**What you should do**
Look over the listing below and work out how many lines have the word "includes". Write only that number.

**Input data**
========

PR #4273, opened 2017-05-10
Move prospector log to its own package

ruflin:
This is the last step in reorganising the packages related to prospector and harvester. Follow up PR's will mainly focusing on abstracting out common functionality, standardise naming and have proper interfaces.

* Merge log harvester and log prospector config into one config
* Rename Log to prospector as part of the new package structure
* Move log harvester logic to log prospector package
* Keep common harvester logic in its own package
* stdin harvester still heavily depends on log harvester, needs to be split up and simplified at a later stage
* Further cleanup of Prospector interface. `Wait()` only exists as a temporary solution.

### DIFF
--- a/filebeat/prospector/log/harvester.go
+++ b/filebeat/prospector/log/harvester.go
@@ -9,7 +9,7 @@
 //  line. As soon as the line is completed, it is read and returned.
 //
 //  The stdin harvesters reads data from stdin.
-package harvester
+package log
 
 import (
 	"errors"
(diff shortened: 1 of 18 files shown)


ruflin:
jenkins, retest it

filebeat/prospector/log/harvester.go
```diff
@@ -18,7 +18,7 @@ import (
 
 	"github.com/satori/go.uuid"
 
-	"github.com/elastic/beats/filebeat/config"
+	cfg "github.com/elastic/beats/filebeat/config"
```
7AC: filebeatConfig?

========

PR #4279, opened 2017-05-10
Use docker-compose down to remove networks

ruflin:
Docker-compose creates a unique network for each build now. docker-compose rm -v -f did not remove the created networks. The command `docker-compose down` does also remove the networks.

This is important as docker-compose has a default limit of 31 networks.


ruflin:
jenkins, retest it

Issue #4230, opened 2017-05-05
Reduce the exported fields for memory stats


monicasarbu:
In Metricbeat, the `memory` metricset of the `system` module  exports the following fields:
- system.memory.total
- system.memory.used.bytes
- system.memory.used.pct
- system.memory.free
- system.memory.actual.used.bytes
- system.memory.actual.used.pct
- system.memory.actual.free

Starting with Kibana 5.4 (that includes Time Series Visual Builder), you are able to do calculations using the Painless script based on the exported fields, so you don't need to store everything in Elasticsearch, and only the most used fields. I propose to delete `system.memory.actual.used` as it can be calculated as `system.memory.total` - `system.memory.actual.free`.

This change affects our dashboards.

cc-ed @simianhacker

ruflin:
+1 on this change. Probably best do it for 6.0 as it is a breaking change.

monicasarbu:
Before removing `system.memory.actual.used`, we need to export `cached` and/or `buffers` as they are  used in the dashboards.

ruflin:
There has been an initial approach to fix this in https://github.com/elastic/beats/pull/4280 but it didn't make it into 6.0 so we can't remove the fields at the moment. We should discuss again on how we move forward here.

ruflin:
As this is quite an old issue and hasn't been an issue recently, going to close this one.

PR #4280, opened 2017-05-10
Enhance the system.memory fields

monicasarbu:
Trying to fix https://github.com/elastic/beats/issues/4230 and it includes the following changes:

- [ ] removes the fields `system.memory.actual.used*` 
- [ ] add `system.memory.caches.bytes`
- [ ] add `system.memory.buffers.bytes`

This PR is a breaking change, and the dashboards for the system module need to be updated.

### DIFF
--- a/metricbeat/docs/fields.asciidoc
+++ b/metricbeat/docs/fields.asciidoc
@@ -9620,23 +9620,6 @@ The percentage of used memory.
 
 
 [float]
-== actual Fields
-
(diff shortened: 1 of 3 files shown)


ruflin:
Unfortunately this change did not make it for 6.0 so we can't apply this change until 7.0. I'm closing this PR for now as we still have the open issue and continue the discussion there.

========

**Task output**
2